The crimes against non-jewish germans are part of the whole thing and part of reason for robust rights. So was the destruction of Germany after all of that which was pretty profound.
makes for interesting reading. Particularly the line: "some homosexuals were forced to serve out their terms of imprisonment, regardless of the time spent in concentration camps". Although it's hard to say if that was the Germans or the Allies who were responsible. Perhaps both?
This is an epic side track, but the argument you could make is that Germany's choice at the time was between Nazi-ism and Stalin controlled communism. Liberal democracy was a distant third option that had no real chance.
We know the Nazi option turned out very very bad. But it's possible a German/Soviet Stalinist block would have been even worse.
First, the second most probable outcome was non-nazi military dictatorship that almost happened.

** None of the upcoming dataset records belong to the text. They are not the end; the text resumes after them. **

PR #2634, opened 2023-04-06
Add docstrings and type annotations to `patroni/psycopg.py`

barthisrael:
References: PAT-72

### DIFF
--- a/patroni/psycopg.py
+++ b/patroni/psycopg.py
@@ -3,7 +3,7 @@
 This module is able to handle both ``pyscopg2`` and ``psycopg3``, and it exposes a common interface for both.
 ``psycopg2`` takes precedence. ``psycopg3`` will only be used if ``psycopg2`` is either absent or older than ``2.5.4``.
 """
-from typing import Any, Optional
+from typing import Any, Optional, TYPE_CHECKING
 
 
 __all__ = ['connect', 'quote_ident', 'quote_literal', 'DatabaseError', 'Error', 'OperationalError', 'ProgrammingError']
@@ -15,12 +15,15 @@ try:
     if parse_version(__version__) < MIN_PSYCOPG2:
         raise ImportError
     from psycopg2 import connect as _connect, Error, DatabaseError, OperationalError, ProgrammingError
-    from psycopg2.extensions import adapt, connection
+    from psycopg2.extensions import adapt
 
     try:
         from psycopg2.extensions import quote_ident as _quote_ident
     except ImportError:
         _legacy = True
+
+    if TYPE_CHECKING:
+        from psycopg2.extensions import connection
 
     def quote_literal(value: Any, conn: Optional[connection] = None) -> str:
         """Quote *value* as a SQL literal.
--- a/patroni/psycopg.py
+++ b/patroni/psycopg.py
@@ -45,7 +45,7 @@ except ImportError:
         """Call ``psycopg.connect`` with ``*args`` and ``**kwargs``.
 
         .. note::
-            Will create ``server_version`` attribute in the returning connection so it keeps compatibility with the
+            Will create ``server_version`` attribute in the returning connection, so it keeps compatibility with the
             object that would be returned by ``psycopg2.connect``.
 
         :param args: positional arguments to call ``psycopg.connect`` with.
--- a/patroni/psycopg.py
+++ b/patroni/psycopg.py
@@ -3,7 +3,7 @@
 This module is able to handle both ``pyscopg2`` and ``psycopg3``, and it exposes a common interface for both.
 ``psycopg2`` takes precedence. ``psycopg3`` will only be used if ``psycopg2`` is either absent or older than ``2.5.4``.
 """
-from typing import Any, Optional, TYPE_CHECKING
+from typing import Any, Optional
 
 
 __all__ = ['connect', 'quote_ident', 'quote_literal', 'DatabaseError', 'Error', 'OperationalError', 'ProgrammingError']
@@ -22,10 +22,7 @@ try:
     except ImportError:
         _legacy = True
 
-    if TYPE_CHECKING:
-        from psycopg2.extensions import connection
-
-    def quote_literal(value: Any, conn: Optional["connection"] = None) -> str:
+    def quote_literal(value: Any, conn: Optional[Any] = None) -> str:
         """Quote *value* as a SQL literal.
 
         .. note::
@@ -44,8 +41,8 @@ try:
 except ImportError:
     from psycopg import connect as __connect, sql, Error, DatabaseError, OperationalError, ProgrammingError, Connection
 
-    def _connect(*args: Any, **kwargs: Any) -> Connection[Any]:
-        """Call ``psycopg.connect`` with ``*args`` and ``**kwargs``.
+    def _connect(dsn: str, **kwargs: Any) -> Connection[Any]:
+        """Call ``psycopg.connect`` with ``dsn`` and ``**kwargs``.
 
         .. note::
             Will create ``server_version`` attribute in the returning connection, so it keeps compatibility with the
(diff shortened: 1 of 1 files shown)


patroni/psycopg.py
```diff
@@ -14,27 +22,79 @@
...
+    .. note::
+        The connection will have ``autocommit`` enabled.
+
+    :param args: positional arguments to call ``connect`` function from ``psycopg`` module.
+    :param kwargs: keyword arguments to call ``connect`` function from ``psycopg`` module.
+
+    :returns: a connection to the database. Can be either a :class:`psycopg.Connection` if using ``psycopg3``, or a
+        :class:`psycopg2.extensions.connection` if using ``psycopg2``.
+    """
+    # Enforce search_path=pg_catalog for non-replication connections to mitigate security issues as Patroni relies on
```
CyberDem0n, line 96: Should this comment be a part of docstring?

patroni/psycopg.py
```diff
@@ -44,7 +104,15 @@ def connect(*args, **kwargs):
     return ret
 
 
-def quote_ident(value, conn=None):
+def quote_ident(value: Any, conn: Any = None):
```
CyberDem0n, line 107:
```suggestion
def quote_ident(value: Any, conn: Optional[Any] = None):
```

patroni/psycopg.py
```diff
@@ -14,27 +22,79 @@
     except ImportError:
         _legacy = True
 
-    def quote_literal(value, conn=None):
+    if TYPE_CHECKING:
+        from psycopg2.extensions import connection
+
+    def quote_literal(value: Any, conn: Optional["connection"] = None) -> str:
```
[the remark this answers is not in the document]
barthisrael: We were on doubt about how to deal with that, I mean, if we should use `TYPE_CHECKING` when there is no issue with circular importing, but we are only importing `connection` because of type hinting. What are your thoughts on that?

patroni/psycopg.py
barthisrael: I think that makes sense!

patroni/psycopg.py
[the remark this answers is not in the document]
CyberDem0n: But it this case there are no circular dependencies, we already imported from `psycopg2.extensions` on the line 18.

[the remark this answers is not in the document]
matthbakeredb: Yes, that we understood. What we were thinking was whether to make it clear what is imported _just_ for type checking and doesn't form part of the functional code. It seems that `TYPE_CHECKING` is mainly used to avoid circular dependencies and in some cases to avoid large imports for performance reasons, but it appears that, as a dev looking at the import list, that it might be advantageous to separate these use cases, as a documentation aid.

If that doesn't make sense, then yes this should be on line 18.

patroni/psycopg.py
```diff
@@ -14,27 +22,80 @@
...
```
CyberDem0n, line 28: Actually... the difference between psycopg2 connection and psycopg3 Connection makes pyright crazy...
Hence I suggest the following:
```suggestion
    def quote_literal(value: Any, conn: Optional[Any] = None) -> str:
```

patroni/psycopg.py
```diff
@@ -14,27 +22,80 @@
...
         value = adapt(value)
         if conn:
             value.prepare(conn)
         return value.getquoted().decode('utf-8')
 except ImportError:
-    from psycopg import connect as __connect, sql, Error, DatabaseError, OperationalError, ProgrammingError
+    from psycopg import connect as __connect, sql, Error, DatabaseError, OperationalError, ProgrammingError, Connection
+
+    def _connect(*args: Any, **kwargs: Any) -> Connection[Any]:
+        """Call ``psycopg.connect`` with ``*args`` and ``**kwargs``.
```
CyberDem0n, line 48:
```suggestion
    def _connect(dsn: str, **kwargs: Any) -> Connection[Any]:
        """Call ``psycopg.connect`` with ``dsn`` and ``**kwargs``.
```

patroni/psycopg.py
```diff
@@ -14,27 +22,80 @@
...
-    def _connect(*args, **kwargs):
+        :returns: a connection to the database.
+        """
         ret = __connect(*args, **kwargs)
-        ret.server_version = ret.pgconn.server_version  # compatibility with psycopg2
+        setattr(ret, 'server_version', ret.pgconn.server_version)  # compatibility with psycopg2
         return ret
 
-    def _quote_ident(value, conn):
+    def _quote_ident(value: Any, conn: Connection[Any]) -> str:
```
CyberDem0n, line 63:
```suggestion
    def _quote_ident(value: Any, conn: Connection) -> str:
```

patroni/psycopg.py
```diff
@@ -14,27 +22,80 @@
...
+
+        :param value: value to be quoted.
+        :param conn: connection to evaluate the returning string into.
+
+        :returns: *value* quoted as a SQL identifier.
+        """
         return sql.Identifier(value).as_string(conn)
 
-    def quote_literal(value, conn=None):
+    def quote_literal(value: Any, conn: Optional[Connection[Any]] = None) -> str:
```
CyberDem0n, line 73:
```suggestion
    def quote_literal(value: Any, conn: Optional[Any] = None) -> str:
```

patroni/psycopg.py
```diff
@@ -1,3 +1,11 @@
+"""Abstraction layer for ``psycopg`` module.
+
+This module is able to handle both ``pyscopg2`` and ``psycopg3``, and it exposes a common interface for both.
+``psycopg2`` takes precedence. ``psycopg3`` will only be used if ``psycopg2`` is either absent or older than ``2.5.4``.
+"""
+from typing import Any, Optional, TYPE_CHECKING
```
CyberDem0n, line 6:
```suggestion
from typing import Any, Optional
```

CyberDem0n (commented):
Remove most of pyright complaints

patroni/psycopg.py
barthisrael: I applied the suggestion, but by removing `[Any]` I started getting this again in `pyright`:

```
  /Users/israel.barth/Repositories/edb/edb-patroni/patroni/psycopg.py:60:34 - error: Type of parameter "conn" is partially unknown
    Parameter type is "Connection[Unknown]" (reportUnknownParameterType)
```

CyberDem0n: Strange. I don't have it:
```bash
$ pyright patroni/psycopg.py
No configuration file found.
No pyproject.toml file found.
Assuming Python platform Linux
Searching for source files
Found 1 source file
pyright 1.1.302
/home/akukushkin/git/patroni/patroni/psycopg.py
  /home/akukushkin/git/patroni/patroni/psycopg.py:13:26 - error: "__version__" is unknown import symbol (reportGeneralTypeIssues)
1 error, 0 warnings, 0 informations 
Completed in 0.764sec

```

patroni/psycopg.py
barthisrael: By using `dsn` instead of `*args`, behave test start to fail because they don't use `dsn` parameter:

```
        File "features/environment.py", line 283, in _connection
          self._conn = psycopg.connect(**self._connkwargs)
        File "/home/runner/work/patroni/patroni/patroni/psycopg.py", line 100, in connect
          ret = _connect(*args, **kwargs)
      TypeError: _connect() missing 1 required positional argument: 'dsn'
  ```
  
  I attempted a few different options to overcome that issue, but was not able yet.
  
  I wonder if we should just acknowledge that pyright issue?

Comment (CyberDem0n) [reply patroni/psycopg.py]: Sorry, my bad. I didn't try it with behave tests :(
`psycopg.connect()` expects `conninfo` doesn't like None. Setting dsn to en empty string fixes it:
```python
    def _connect(dsn: str = "", **kwargs: Any) -> Any:
```

barthisrael: I can't believe I have not tried with an empty string 😩 . I attempted with `None`, but not with an empty string. Thanks for that!

patroni/psycopg.py
barthisrael: Strange indeed! I'm running the very same `pyright` version.

matthbakeredb: fwiw I ran pyright on that file with all supported python versions and don't see that "partially unknown" message

CyberDem0n:
👍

Second, the other largest party was strogly pro democracy. They were called social democrats and were definitely not communist. Trying to cast them as such is just repeating nazi propaganda.
> We know the Nazi option turned out very very bad. But it's possible a German/Soviet Stalinist block would have been even worse.
Say what you want about Soviet-caused famine, but they never shipped people in trains to gas chambers for the express purpose of exterminating them. Pretty contrived and callous to say that choosing the Nazis might have been the right choice.
Stalin did plenty of genocides of his own, and murdered far more of his own citizens than Hitler did.
If your criteria is that the genocide has to be conducted with a similar train system etc as the Holocaust, you're probably not serious about this discussion.
> Stalin did plenty of genocides of his own, and murdered far more of his own citizens than Hitler did.
Hm, yes - I would like to see the evidence that Stalin directly, intentionally murdered more than 11 million of his citizens.
You're really going out of your way to justify voting for the Nazis, huh.
If you're just going to go ahead and conflate the Holodomor and Holocaust as basically the same thing, then it's not really worth continuing the conversation.
My point is education does not equal to rationality, and democracy is not good but it is the best system we had so far.